DCShadow
ATT&CK: T1207 — Rogue Domain Controller
DCShadow is an Active Directory persistence and evasion technique where an attacker registers a rogue domain controller in the AD topology, then uses it to push arbitrary attribute changes to AD — bypassing standard security monitoring that watches legitimate DC event logs.
How DCShadow Works
Normal AD replication: DCs use the MS-DRSR (Directory Replication Service Remote Protocol) to synchronize changes.

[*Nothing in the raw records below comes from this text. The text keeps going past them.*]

Issue #949, opened 2026-07-14
Build miem musica wrappers


K20shores:
Similar to micm, tuvx, we should make a musica wrapper around miem types to provide convenience functions. This will allow C/Python/Fortran wrappers to target the same interface

**Acceptance criteria**
- Add `musica::EmissionsModel`, or another name if you have a better one
  - wraps `miem::EmissionsBuilder`, `miem::Emissions`. Input is the `musica::Emissions` produced
  by `ConvertEmissions(mechanism)` and grid dimemsions (`n_cells`, `n_vert_levels`). 
    - Methods
      - `Run(epoch_seconds, dt)` returning/holding state; accessors 
      - `NumSpecies()`
      - `SpeciesNames()`
      - `SurfaceFlux(cell, species)`
    - Add a convenience `FromMechanism(mechanism, n_cells, n_vert_levels)` that internally
  calls `ConvertEmissions`
- Migrate and rename `src/test/unit/miem/end_to_end*.cpp` onto the musica emissions interface.

**Ideas**
- follow conventions in micm/tuvx c++ classes

Issue #22, opened 2023-05-31
Move MUSICA CCPP wrapper to github.com/NCAR/atmospheric_physics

Any DC registered in AD can initiate replication.
DCShadow abuse:
- Register a rogue DC — create
nTDSDSAandServerobjects in the AD Sites and Services configuration partition to make a compromised machine appear as a DC - Push malicious changes — the rogue DC replicates attribute changes to legitimate DCs; these changes arrive via replication, not direct modification
- Clean up — remove the rogue DC objects after the changes are committed
Because the changes arrive via DC-to-DC replication rather than standard LDAP writes, they do not generate Event ID 4662/5136 (object modification events) on the legitimate DCs — they appear as normal replication.
Payload Examples
What can be injected via DCShadow:
| Payload | Effect |
|---|---|
Add SID to sIDHistory | Give account access to another domain's resources |
Set primaryGroupID | Change group membership without a group modification event |
Set adminCount = 1 | Move account into AdminSDHolder protection scope |
Modify msDS-KeyCredentialLink | Add shadow credentials for persistence |
| Modify ACLs on AD objects | Grant DCSync rights, WriteDACL, etc. |
Set servicePrincipalName | Register SPN for targeted Kerberoasting |
Set userAccountControl | Remove PREAUTH required → AS-REP Roasting target |
Tool: Mimikatz lsadump::dcshadow
# In a privileged shell on the target (needs Domain Admin or specific replication rights)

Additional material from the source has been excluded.